Honeywellexperte Fittler gibt sich vorsichtig optimistisch, obwohl schon einige Installationen (u.a. Dolphin Energy-Qatar, Gaz de France, Statoil Hydro) erfolgreich umgesetzt wurden. „Es ist zur Zeit noch eher typisch, dass diese Werkzeuge erst dann angefragt werden, wenn ein spezifischer Bedarf durch betriebliche Ereignisse getriggert wurde, z.B. Zerstörung kostenintensiver Einrichtungen oder Prozessstörungen infolge Fehlern an Einrichtungen.“ Im Rahmen von Operational Excellence Initiativen rückten derartige Möglichkeiten allerdings verstärkt in den Fokus und werden dann auch eingesetzt.
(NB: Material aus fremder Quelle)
PR #122, opened 2015-11-13
configure: remove AM_MAINTAINER_MODE

rossburton:
AM_MAINTAINER_MODE, contrary to it's name, disables the rebuild rules unless you enable them explicitly.  There are very few situations where this is desirable and can lead to unpredictable or broken builds.  In fact even the creator of AM_MAINTAINER_MODE now recommends against using it.

http://www.gnu.org/software/automake/manual/html_node/maintainer_002dmode.html has more analysis.

### DIFF
--- a/configure.ac
+++ b/configure.ac
@@ -27,7 +27,6 @@ lt_age="1"
 LTLDFLAGS="-version-info ${lt_current}:${lt_revision}:${lt_age}"
 
 AM_INIT_AUTOMAKE
-AM_MAINTAINER_MODE
 
 AC_CONFIG_SRCDIR([libusb/core.c])
 AC_CONFIG_MACRO_DIR([m4])


hjelmn:
I am leaning towards taking this one. Will see if there is a consensus.

hjelmn:
@LudovicRousseau, @mcuee, @pbatard Any comments on this one. Looks good to me.

LudovicRousseau:
No objection.
If even the creator of AM_MAINTAINER_MODE says it is a bad idea...

Some years ago I had problems with timestamps (of files extracted for a ``.tar.gz`` archive IIRC) and ``make`` wanted to regenerate auto-generated files. This was really a problem for _normal_ users wihout the autotools installed. Maybe it was because I used CVS at that time.

hjelmn:
At the same time as removing AM_MAINTAINER_MODE I think we should increase the minimum autoconf version. Requiring 2.69 would be ideal and would only affect maintainers.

Als Hemmschuh für eine häufigere Nutzung sieht Fittler die Personalfrage. „Es benötigt auch das zusätzlich freizustellende Personal, das die Anwendungen aufbereitet, pflegt, die Daten sichtet, bewertet und in die Entscheidungsfindung einbringt.“ Dies gilt umso mehr, wenn anlagenspezifische Eigenheiten aufzunehmen sind. Allerdings ist Fittler überzeugt, dass mit zunehmenden wirtschaftlich erfolgreichen Applikationen, die entsprechend dokumentiert und publiziert werden, sowie mit verbesserten Tools im Sinne einer einfacheren Handhabung, sich die Breite der Anwendung in Zukunft wesentlich steigern lässt.

Der Baustein Pumpmon wurde bis jetzt in den chemischen Anlagen erfolgreich eingesetzt, vor allem bei solchen Pumpen, die überdurchschnittlich häufig ausfielen oder kavitationsgefährdet waren. Auch bei den Pumpen, in denen sich chemische Ablagerungen bildeten, kam der Baustein Pumpmon zum Einsatz. „Dank diesem Einsatz konnten die Anlagenbetreiber bis etwa zehn Prozent der Gesamtkosten einsparen, da die Pumpensysteme nicht redundant ausgelegt werden mussten“, zieht Schmitt Bilanz.

Tools im Ausbau

Siemens baut das Angebot an Softwarebausteine zur Integration mechanischer Komponenten in das anlagennahe Asset Management von Simatic PCS 7 konsequent aus. Der Baustein Valvemon (momentan in der Pilotierungsphase) wird Stellventile (Stetigventile) überwachen und analysieren. Das bevorzugte Einsatzgebiet des Heatxchmon-Bausteins (momentan ebenfalls in der Pilotierungsphase) sind Flüssig-Flüssig-Rohrbündel-Wärmetauscher. Der Diagnosebaustein ermittelt den Wärmetauscher-Wirkungsgrad anhand der Abweichungen des aktuellen Wärmestroms zum Referenz-Wärmestrom im sauberen Zustand. So können der aktuelle Fouling-Grad und der Verlust an Energie und Kosten pro Tag berechnet und dargestellt werden.

Bei der Entwicklung von PUMon stand schon zu Projektbeginn fest, dass neben den Bayer-Teilkonzernen auch der externe Markt bedient werden sollte. Ross ist überzeugt davon, dass BTS nur zusammen mit den externen Kunden die Möglichkeit habe, anspruchsvolle Problemlösungen auf dem neuesten technischen Stand zu entwickeln. Verschiedene Pilotapplikationen mit externen Kunden laufen gerade an.

Fittler ist sich sicher, dass sich Werkzeuge, die Effizienz und Laufzeit betrieblicher Einrichtungen verbessern, künftig vor allem an zwei Dingen ausrichten: an einfacher Bedienung und an einer transparenten, anwenderspezifischen Darstellung der Informationen. Bei Honeywell wird ein Production Control Center die Visualisierung für selektive Nutzer übernehmen. Fittlers ermutigendes Fazit: „Vereinfachte Modulvarianten der Tools werden verstärkt Eingang in die prozessnahen Komponenten des PLS finden und stehen damit voll integriert optional zur Verfügung.

* Die Autorin ist freie Mitarbeiterin bei PROCESS.